Bryan ran against Republican former Ohio governor William McKinley, who represented the interests of businessmen and ran armed with a war chest of donations made by banks and corporations terrified of the possibility of a Bryan presidency. Ballot reform, far from keeping money out of elections, had ushered more money into elections, along with a new political style: using piles of money to sell a candidate’s personality, borrowing from the methods of business by using mass advertising and education, slogans and billboards. McKinley ran a new-style campaign; Bryan ran an old-style campaign, undertaking, nationally, the kind of campaigning that had only ever before been done in local elections.
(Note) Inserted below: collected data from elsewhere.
PR #13486, opened 2018-12-20
DNN: Openpose: Fixed samples

allnes:


samples/dnn/openpose.py
```diff
@@ -16,6 +16,7 @@
 parser.add_argument('--thr', default=0.1, type=float, help='Threshold value for pose parts heat map')
 parser.add_argument('--width', default=368, type=int, help='Resize input to specific width.')
 parser.add_argument('--height', default=368, type=int, help='Resize input to specific height.')
+parser.add_argument('--scale', default=0.003922, type=float, help='Scale for blob.')
```
dkurt: Please also remove redundant `To use Inference Engine backend, specify location of plugins:` at the beginning of this script.

samples/dnn/openpose.cpp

Bryan barnstormed all over the country: he gave some six hundred speeches to five million people in twenty-seven states and traveled nearly twenty thousand miles.
More information
Thirteen women in identical white dresses with matching white caps pose with a poster portrait of William Jennings Bryan. Some of them hold small American flags.
Women in Politics
Although women would not secure the national right to vote until 1919, their political activism proved critical at the turn of the century. Here, a group of women campaign for William Jennings Bryan.
But McKinley’s campaign coffers were fuller: Republicans spent $7 million; Democrats, $300,000. John D. Rockefeller alone provided the GOP with a quarter of a million dollars. McKinley’s campaign manager, Cleveland businessman Mark Hanna, was nearly buried in donations from fellow businessmen. He used that money to print 120 million pieces of campaign literature. He hired 1,400 speakers to stump for McKinley; dubbing the Populists “Popocrats,” they agitated voters to a state of panic. As Mary Lease liked to say, money elected McKinley. Lease, disgusted by the election, left Populism behind in favor of journalism: Pulitzer hired her as a reporter.
On Election Day, nine out of ten American voters cast secret, government-printed ballots. McKinley won, with 271 electoral votes to Bryan’s 176. Black men hardly voted; women and Chinese Americans not at all. But for the first time in decades, no one was killed at the polls. Bryan and his wife collected clippings and published a scrapbook. They called it The First Battle.
More information
A map showing the results of the presidential election of 1896. William McKinley, a Republican, won, gaining 51% of the popular vote and winning 271 electoral votes in California, Washington, North Dakota, the Midwest, Kentucky, West Virginia, Maryland, Delaware, and the Northeast. William Jennings Bryan, a Democrat, was the winner in the remaining states, in the West and the South. He finished with 176 electoral votes and 47% of the popular vote. Minor parties accounted for the remaining 2%.
Only after Bryan’s defeat did Debs, who had endorsed Bryan, abandon his earlier devotion to the two-party system. On January 1, 1897, in the Railway Times, Debs announced he had become a socialist. “The result of the November election has convinced every intelligent wageworker that in politics, per se, there is no hope of emancipation from the degrading curse of wage slavery,” he wrote. “I am for socialism because I am for humanity. . . . Money constitutes no proper basis for civilization.” That June, at the annual meeting of the American Railway Union, Debs founded the Socialist Democracy of America. Within the year, it had splintered, with Debs heading what became the Socialist Democratic Party, later the Socialist Party of America.